Just curious as to when you should switch to a booster car seat.
I don't think there is ever an age when you *should* put your child in a booster seat. A 5 point harness is almost always safer (I wish they'd make them for adults). Your state laws may have a minimum age, but your child isn't even the minimum age according to the booster seat you want to use. It's not just about weight--it's about core trunk and neck strenght... No way do I think a 1 1/2 year old is at all big enough for a booster seat...


----------



## nataliachick7 (Apr 3, 2007)

no way, that is NOT safe.

you need to get a higher weight/height limit seat. try the nautilus.

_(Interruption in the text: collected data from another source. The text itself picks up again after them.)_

PR #19, opened 2022-11-25
Update API and add integration testing.

polina-c:


lib/src/_leak_checker.dart
```diff
@@ -46,6 +46,9 @@ class LeakChecker {
   final LeakProvider leakProvider;
 
   void checkLeaks() {
+    // TODO: remove after debugging
+    print(StackTrace.current);
```
polina-c, line 50: remove before merging

test/flutter/integration/README.md
```diff
@@ -0,0 +1,2 @@
+This folder tests non-mocked public API of leak tracker.
+The tests can serve as exapmles for regression leak-testing for Flutter widgets.
```
CoderDake, line 2:
```suggestion
The tests can serve as examples for regression leak-testing for Flutter widgets.
```

test/test_infra/helpers/gc.dart
```diff
@@ -0,0 +1,21 @@
...
+// BSD-style license that can be found in the LICENSE file.
+
+import 'dart:developer';
+
+/// Forces garbage collection by aggressive memory allocation.
+Future<void> forceGC() async {
+  final _storage = <List<DateTime>>[];
+
+  void allocateMemory() {
+    _storage.add(Iterable.generate(10000, (_) => DateTime.now()).toList());
```
CoderDake, line 12: If we are running these stress tests on our github bots, we may need to double check if we will be taxing any shared quotas.
Do you know if this is something that will take a lot of resources on the bots, or use a lot of time units?

lib/src/leak_tracker_model.dart
```diff
@@ -16,6 +16,16 @@ class LeakTrackingConfiguration {
     this.classesToCollectStackTraceOnDisposal = const {},
   });
 
+  /// The leak tracker will not auto check leaks, and, when
+  /// leak checking is invoked, will notify only [listener].
```
CoderDake, line 20:
```suggestion
  /// leak checking is invoked, will notify only [leakListener].
```

test/dart/platform_test.dart
```diff
@@ -0,0 +1,51 @@
...
+  return WeakReference(theObject);
+}
+
+late List<List<DateTime>> _storage;
+
+void _allocateMemory() {
+  _storage.add(Iterable.generate(10000, (_) => DateTime.now()).toList());
+}
+
+/// Tests for non-guaranteed asuumptions about Dart garbage collector,
```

and my 26 month old is still rear facing. its okay, if there legs are bent, its still much safer than a broken neck.


----------



## LavenderMae (Sep 20, 2002)

Quote:


Originally Posted by *baggybears* 
If my daughter was still rear facing her knees would be around her ears, lol.


It's okay for their legs to be crossed and it's much safer to keep them rear facing as long as possible.

http://nhapmom.wordpress.com/2008/03...-need-to-know/


----------



## JBaxter (May 1, 2005)

My ds3 will be 5 in November about 45 in tall and still is in a 5 pt harness. He rides in a Sunshine Radian ( 65lb 49in) A belt positioner is NOT safe for kids under 4 and personally I wont allow Nathan to have one till he is more like 51/2

there are lots of seat with taller 5pt harnesses. Radian, marathon, Nautilus are a few.


----------



## sothisislove (Jun 29, 2007)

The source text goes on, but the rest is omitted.